Black earned his Master of Music degree from Westminster Choir College, and he has been teaching the organ, harpsichord, and clavichord for over 30 years.

Though the Princeton Early Keyboard Center occupies only one room within Christ Congregation Church, across the street from Westminster Choir College, the carefully air-conditioned studio holds no fewer than five instruments, each uniquely ornate: a late-17th century Italian harpsichord; a mid-18th century German clavichord; a Flemish-style harpsichord build in 1986 by Hill & Tyre; a small Renaissance-style clavichord built in 1983 by Hill & Tyre; and a German-style, two-keyboard harpsichord built in 1978 by Keith Hill.  

When asked to compare his teaching studio to a piano studio, Black is hesitant at first. “I’m delighted by all of the piano teachers sending students our way,” he says. But, he adds, “Any piano teacher who puts up a sign can get 40, 50 students.”

He pauses. “It’s like when there’s a lot of pizzerias in one neighborhood. They’re a colleague on one level, a competitor on another level.”

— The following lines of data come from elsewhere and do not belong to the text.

PR #262, opened 2022-01-21
Add special case for `esbuild`

### LINKED ISSUE #246: Usage of "esbuild" package fails to find it's os-specific counterpart.
I would expect that if I was using a linux machine that and requiring "esbuild" into my project that "esbuild-linux-64" would also be listed as a needed dependency.

styfle:
- Fixes #246 
- Related to https://github.com/vercel/vercel/issues/7287
- Related to https://github.com/vercel/next.js/issues/33294

### DIFF
--- a/src/utils/special-cases.ts
+++ b/src/utils/special-cases.ts
@@ -29,6 +29,16 @@ const specialCases: Record<string, (o: SpecialCaseOpts) => void> = {
       emitAsset(resolve(dirname(id), 'camaro.wasm'));
     }
   },
+  'esbuild' ({ id, emitAssetDirectory }) {
+    if (id.endsWith('esbuild/lib/main.js')) {
+      const file = resolve(id, '..', '..', 'package.json');
+      const pkg = JSON.parse(readFileSync(file, 'utf8'));
+      for (const dep of Object.keys(pkg.optionalDependencies || {})) {
+        const dir = resolve(id, '..', '..', '..', dep);
+        emitAssetDirectory(dir);
+      }
+    }
+  },
   'google-gax' ({ id, ast, emitAssetDirectory }) {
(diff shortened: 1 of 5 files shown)


src/utils/special-cases.ts
```diff
@@ -29,6 +29,16 @@ const specialCases: Record<string, (o: SpecialCaseOpts) => void> = {
       emitAsset(resolve(dirname(id), 'camaro.wasm'));
     }
   },
+  'esbuild' ({ id, emitAssetDirectory }) {
+    if (id.endsWith('esbuild/lib/main.js')) {
+      const file = resolve(id, '..', '..', 'package.json');
+      const pkg = JSON.parse(readFileSync(file, 'utf8'));
+      for (const dep of Object.keys(pkg.optionalDependencies || {})) {
+        const dir = resolve(id, '..', '..', '..', dep);
+        emitAssetDirectory(dir);
```
ijjk, line 38: Is this emitting all the dependencies for all platforms/architectures? Are there any signals we can use to tell which should be included and which not or would the user need to use `ignore` to filter it down manually?

styfle: Only one of the optional dependencies is installed so it will never emit all of them as far as I can tell because they wont all exist

ijjk: Ah ok so this requires tracing on the same system you are deploying to so that the platform/architecture match up?

styfle: Right but the problem you're describing is not so much a tracing problem as it is a build problem. You always need to build on the same "platform" that you deploy to – thats why vercel.com is so nice because it builds and deploys 🙂

ijjk (approved):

Yet the Princeton Early Keyboard Center has survived. In fact, this year is the studio’s largest yet, with 14 students. Black’s students range from curious amateurs who “stumble on it somehow” and are “intrigued by the sound” to professional organists, pianists, and music teachers. Some students even take long-distance lessons via Skype. Their ages span from 13 to 89.

Black seems proud that they don’t necessarily fit the profile of the “typical” music student.

“No one ever walks in this door because they’re forced to,” he smiles. “No one here is being forced to take lessons by their parents.”

“I couldn’t do it otherwise,” he says. “All of my students want to be here.”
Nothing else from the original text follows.